#### [What you will do]
What lines of the data below include the word "much"? Report them by copying each.

#### [Dataset extract]
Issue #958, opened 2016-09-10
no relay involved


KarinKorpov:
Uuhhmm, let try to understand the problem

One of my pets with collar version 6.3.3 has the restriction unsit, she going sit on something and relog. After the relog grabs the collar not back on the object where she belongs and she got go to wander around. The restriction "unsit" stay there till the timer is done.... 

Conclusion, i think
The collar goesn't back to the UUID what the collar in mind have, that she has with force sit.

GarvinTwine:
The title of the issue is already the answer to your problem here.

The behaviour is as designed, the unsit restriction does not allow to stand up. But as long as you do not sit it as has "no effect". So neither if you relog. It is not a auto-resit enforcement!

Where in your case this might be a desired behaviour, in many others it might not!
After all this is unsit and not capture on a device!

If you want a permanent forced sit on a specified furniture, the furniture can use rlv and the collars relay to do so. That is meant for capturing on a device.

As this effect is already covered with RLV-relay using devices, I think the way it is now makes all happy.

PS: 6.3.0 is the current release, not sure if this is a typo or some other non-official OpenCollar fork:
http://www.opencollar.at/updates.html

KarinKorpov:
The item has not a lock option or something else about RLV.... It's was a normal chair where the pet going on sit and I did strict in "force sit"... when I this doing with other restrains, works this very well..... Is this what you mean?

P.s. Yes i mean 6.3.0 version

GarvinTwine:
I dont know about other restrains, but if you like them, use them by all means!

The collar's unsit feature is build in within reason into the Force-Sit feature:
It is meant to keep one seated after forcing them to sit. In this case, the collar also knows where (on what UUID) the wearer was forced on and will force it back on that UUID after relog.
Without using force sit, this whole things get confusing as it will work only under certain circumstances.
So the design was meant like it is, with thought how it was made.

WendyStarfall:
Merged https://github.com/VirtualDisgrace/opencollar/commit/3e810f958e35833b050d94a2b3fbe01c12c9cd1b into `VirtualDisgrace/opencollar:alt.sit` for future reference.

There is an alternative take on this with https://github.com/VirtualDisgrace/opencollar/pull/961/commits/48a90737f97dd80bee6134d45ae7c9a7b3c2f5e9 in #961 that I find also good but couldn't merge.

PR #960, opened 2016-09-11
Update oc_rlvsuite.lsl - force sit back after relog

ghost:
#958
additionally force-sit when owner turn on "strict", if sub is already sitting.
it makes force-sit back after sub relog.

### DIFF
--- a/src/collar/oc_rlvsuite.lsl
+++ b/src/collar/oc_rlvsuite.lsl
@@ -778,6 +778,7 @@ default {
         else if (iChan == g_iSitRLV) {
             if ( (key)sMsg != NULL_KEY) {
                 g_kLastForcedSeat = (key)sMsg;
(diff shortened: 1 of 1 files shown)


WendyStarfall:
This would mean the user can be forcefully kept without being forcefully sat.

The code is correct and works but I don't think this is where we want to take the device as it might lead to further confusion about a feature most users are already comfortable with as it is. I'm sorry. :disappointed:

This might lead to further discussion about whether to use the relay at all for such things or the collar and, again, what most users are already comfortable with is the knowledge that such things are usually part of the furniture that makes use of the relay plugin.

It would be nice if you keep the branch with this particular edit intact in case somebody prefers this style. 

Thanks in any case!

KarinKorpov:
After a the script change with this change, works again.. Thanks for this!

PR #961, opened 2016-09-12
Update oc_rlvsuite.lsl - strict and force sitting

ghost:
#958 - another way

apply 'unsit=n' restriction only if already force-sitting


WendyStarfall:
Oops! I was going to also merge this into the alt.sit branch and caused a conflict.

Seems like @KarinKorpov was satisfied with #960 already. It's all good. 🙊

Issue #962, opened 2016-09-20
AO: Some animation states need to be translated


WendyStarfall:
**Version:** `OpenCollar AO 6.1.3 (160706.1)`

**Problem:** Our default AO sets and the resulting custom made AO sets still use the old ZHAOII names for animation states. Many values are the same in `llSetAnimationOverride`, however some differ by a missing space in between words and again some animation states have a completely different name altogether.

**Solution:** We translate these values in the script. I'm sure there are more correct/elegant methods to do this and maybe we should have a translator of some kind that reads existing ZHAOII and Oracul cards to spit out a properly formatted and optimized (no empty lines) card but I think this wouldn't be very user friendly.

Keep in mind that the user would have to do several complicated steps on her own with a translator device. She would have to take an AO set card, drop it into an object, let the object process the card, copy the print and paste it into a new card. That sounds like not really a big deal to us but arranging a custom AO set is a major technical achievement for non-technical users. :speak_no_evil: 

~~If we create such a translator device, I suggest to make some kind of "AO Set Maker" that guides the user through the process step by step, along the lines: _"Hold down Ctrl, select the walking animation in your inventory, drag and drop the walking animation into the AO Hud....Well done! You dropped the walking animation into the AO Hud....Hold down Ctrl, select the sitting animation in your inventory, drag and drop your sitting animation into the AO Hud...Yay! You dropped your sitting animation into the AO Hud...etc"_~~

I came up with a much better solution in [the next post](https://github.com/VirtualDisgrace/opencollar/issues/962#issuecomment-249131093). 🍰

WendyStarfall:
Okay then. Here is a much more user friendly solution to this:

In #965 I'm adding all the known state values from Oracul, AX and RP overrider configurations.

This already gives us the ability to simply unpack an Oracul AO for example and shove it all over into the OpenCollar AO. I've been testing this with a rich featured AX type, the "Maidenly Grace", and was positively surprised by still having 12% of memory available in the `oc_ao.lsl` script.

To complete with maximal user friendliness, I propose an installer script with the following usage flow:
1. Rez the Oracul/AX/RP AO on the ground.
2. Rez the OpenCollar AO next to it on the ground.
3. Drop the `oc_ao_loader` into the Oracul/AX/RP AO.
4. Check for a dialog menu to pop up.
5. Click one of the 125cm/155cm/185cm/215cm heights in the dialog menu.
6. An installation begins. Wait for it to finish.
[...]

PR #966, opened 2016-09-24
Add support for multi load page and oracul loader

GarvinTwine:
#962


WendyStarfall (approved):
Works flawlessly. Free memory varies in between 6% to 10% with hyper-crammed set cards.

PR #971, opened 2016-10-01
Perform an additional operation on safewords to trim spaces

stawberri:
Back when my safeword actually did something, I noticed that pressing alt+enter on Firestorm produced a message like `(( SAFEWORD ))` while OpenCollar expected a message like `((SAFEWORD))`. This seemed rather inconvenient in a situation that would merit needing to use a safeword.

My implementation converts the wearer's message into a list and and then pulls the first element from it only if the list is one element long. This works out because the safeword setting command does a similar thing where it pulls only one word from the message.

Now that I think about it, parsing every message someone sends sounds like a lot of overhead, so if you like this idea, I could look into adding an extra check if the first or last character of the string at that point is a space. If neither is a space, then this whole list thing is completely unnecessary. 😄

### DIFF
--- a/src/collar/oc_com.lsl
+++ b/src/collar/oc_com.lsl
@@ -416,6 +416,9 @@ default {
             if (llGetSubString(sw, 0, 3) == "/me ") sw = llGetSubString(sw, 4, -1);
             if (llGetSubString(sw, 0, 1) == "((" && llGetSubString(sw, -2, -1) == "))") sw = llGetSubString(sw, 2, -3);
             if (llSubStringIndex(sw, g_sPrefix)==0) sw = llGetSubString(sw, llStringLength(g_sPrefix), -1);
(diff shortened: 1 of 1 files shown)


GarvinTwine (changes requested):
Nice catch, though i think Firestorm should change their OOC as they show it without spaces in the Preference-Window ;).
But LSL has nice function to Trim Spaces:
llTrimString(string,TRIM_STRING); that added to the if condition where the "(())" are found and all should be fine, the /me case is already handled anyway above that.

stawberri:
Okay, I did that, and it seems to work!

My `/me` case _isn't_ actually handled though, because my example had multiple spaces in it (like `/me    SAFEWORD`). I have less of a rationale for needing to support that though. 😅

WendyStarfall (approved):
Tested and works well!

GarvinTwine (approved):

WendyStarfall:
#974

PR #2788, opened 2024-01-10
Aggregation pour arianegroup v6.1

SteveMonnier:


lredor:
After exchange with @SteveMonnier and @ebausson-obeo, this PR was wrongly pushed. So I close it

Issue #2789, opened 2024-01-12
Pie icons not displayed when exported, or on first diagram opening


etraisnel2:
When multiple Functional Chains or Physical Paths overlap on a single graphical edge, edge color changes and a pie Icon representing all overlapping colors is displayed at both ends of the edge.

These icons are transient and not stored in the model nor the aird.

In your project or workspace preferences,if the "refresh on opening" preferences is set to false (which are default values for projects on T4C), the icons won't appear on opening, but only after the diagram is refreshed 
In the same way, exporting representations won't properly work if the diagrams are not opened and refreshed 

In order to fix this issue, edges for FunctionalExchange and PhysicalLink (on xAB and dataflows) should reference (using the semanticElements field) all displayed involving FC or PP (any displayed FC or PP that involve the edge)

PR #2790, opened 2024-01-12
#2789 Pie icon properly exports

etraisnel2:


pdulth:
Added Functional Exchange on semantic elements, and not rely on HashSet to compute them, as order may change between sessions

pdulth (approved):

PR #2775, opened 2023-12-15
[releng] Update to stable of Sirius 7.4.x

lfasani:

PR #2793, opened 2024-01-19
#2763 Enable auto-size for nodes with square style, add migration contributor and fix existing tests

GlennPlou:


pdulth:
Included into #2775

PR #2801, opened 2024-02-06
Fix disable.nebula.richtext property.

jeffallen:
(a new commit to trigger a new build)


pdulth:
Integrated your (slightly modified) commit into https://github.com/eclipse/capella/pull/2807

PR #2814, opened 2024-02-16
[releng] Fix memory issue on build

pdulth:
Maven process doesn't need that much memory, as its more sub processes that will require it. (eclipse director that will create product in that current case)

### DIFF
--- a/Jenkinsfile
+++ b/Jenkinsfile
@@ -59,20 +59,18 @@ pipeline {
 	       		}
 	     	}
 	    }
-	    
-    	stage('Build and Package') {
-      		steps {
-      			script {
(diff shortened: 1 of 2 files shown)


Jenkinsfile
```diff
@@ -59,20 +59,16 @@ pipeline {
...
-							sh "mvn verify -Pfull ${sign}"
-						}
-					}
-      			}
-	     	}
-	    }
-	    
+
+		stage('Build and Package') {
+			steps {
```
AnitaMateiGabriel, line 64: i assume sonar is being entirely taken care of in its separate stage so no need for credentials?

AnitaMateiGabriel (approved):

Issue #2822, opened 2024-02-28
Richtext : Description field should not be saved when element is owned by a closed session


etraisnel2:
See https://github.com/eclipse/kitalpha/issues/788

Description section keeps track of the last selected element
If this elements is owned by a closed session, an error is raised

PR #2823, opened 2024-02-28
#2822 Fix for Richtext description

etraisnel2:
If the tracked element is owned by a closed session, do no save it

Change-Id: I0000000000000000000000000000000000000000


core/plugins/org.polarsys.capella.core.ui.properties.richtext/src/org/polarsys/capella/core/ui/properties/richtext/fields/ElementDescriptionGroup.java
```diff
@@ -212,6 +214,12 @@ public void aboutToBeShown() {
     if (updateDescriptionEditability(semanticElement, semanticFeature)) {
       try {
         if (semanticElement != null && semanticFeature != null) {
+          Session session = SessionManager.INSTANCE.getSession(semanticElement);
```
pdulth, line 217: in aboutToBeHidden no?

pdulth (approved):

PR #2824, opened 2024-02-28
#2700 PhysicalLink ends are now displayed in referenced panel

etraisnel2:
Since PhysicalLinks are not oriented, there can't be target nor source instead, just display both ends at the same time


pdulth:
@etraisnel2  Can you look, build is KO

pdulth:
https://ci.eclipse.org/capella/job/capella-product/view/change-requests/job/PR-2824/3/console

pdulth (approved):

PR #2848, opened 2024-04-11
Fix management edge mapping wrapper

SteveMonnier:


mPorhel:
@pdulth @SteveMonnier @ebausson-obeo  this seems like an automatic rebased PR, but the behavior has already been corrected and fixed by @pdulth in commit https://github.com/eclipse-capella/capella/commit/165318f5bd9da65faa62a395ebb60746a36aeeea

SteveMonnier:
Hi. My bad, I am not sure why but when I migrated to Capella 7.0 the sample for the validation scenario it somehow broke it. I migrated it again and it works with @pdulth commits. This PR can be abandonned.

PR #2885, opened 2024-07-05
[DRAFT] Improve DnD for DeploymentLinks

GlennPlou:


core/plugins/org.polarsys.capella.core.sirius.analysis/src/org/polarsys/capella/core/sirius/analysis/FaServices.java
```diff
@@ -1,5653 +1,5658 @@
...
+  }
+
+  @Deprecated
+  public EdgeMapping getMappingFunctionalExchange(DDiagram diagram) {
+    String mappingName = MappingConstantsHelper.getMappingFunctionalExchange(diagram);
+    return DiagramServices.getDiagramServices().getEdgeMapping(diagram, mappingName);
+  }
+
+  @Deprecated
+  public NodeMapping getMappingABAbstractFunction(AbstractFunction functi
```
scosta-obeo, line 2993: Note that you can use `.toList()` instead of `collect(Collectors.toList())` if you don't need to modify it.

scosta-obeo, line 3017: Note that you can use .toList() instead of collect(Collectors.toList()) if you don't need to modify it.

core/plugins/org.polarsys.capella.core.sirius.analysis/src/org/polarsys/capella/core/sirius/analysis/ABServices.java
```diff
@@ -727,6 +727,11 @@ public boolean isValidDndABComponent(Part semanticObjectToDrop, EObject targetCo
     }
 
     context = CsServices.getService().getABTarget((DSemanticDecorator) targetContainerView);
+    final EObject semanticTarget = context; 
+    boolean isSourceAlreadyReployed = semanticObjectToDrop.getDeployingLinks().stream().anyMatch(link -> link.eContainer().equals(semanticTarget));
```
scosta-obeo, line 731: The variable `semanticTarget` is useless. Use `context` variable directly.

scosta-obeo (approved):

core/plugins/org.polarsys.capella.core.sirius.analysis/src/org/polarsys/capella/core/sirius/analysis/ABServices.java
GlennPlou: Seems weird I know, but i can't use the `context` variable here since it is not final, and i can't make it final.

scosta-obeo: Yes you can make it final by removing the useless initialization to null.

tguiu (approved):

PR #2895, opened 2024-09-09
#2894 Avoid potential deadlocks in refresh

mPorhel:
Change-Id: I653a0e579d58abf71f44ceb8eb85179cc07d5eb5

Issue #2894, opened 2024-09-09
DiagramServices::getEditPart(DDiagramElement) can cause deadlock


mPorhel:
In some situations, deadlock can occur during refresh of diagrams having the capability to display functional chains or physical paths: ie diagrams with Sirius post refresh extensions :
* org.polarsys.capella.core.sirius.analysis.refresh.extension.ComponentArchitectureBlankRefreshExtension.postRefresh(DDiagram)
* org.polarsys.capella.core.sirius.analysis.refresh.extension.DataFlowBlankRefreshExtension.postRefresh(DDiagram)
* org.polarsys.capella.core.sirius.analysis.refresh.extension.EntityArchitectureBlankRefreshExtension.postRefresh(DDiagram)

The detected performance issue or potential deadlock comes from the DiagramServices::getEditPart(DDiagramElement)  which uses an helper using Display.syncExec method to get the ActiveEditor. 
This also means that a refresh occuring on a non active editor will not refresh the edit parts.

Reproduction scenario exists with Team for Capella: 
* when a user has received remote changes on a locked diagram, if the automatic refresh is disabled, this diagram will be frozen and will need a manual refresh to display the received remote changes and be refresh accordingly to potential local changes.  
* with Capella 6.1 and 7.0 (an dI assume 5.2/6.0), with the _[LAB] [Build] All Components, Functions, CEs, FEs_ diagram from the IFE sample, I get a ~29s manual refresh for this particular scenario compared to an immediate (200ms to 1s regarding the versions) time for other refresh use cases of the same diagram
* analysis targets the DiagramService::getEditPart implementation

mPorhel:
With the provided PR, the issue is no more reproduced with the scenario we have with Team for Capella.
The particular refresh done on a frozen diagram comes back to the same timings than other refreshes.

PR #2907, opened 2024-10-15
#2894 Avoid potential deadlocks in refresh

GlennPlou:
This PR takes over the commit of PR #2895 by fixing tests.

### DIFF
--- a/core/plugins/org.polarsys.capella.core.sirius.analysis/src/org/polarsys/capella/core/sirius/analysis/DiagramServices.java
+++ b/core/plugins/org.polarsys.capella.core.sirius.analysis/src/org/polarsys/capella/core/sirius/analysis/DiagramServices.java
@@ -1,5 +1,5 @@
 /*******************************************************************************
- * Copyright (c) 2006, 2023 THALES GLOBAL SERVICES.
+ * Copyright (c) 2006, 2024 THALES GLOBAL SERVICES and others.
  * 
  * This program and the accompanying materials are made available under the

#### [Your response]
I came up with a much better solution in [the next post](https://github.com/VirtualDisgrace/opencollar/issues/962#issuecomment-249131093). 🍰
Okay then. Here is a much more user friendly solution to this:
Maven process doesn't need that much memory, as its more sub processes that will require it. (eclipse director that will create product in that current case)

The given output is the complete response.